PR #2630, opened 2023-05-23
[16.0][MIG] base_name_search_multi_lang: Migration to 16.0

therbin200:
Modules works on v16 as it was on v14. Just changed the version number.


kanda999:
@therbin200 
Can you update the README.rst for V16?

base_name_search_multi_lang/models/ir_model.py
```diff
@@ -0,0 +1,65 @@
+# Copyright 2020 Ecosoft Co., Ltd (http://ecosoft.co.th/)
+# License AGPL-3.0 or later (https://www.gnu.org/licenses/agpl.html)
+from odoo import api, fields, models, tools
+
+
+@tools.ormcache("model")
+def _get_model_name_search_multi_lang(self, model):
+    multi_lang = self.env["ir.model"].search_read(
```
AungKoKoLin1997, line 8: The error will be raised when we try to search from normal users. Since odoo15, the access right was changed.
```suggestion
    multi_lang = self.env["ir.model"].sudo().search_read(
```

________________

=== Task objective ===
In the records above, how many lines contain the string "changed"? State that number only.

=== Solution to this problem ===
2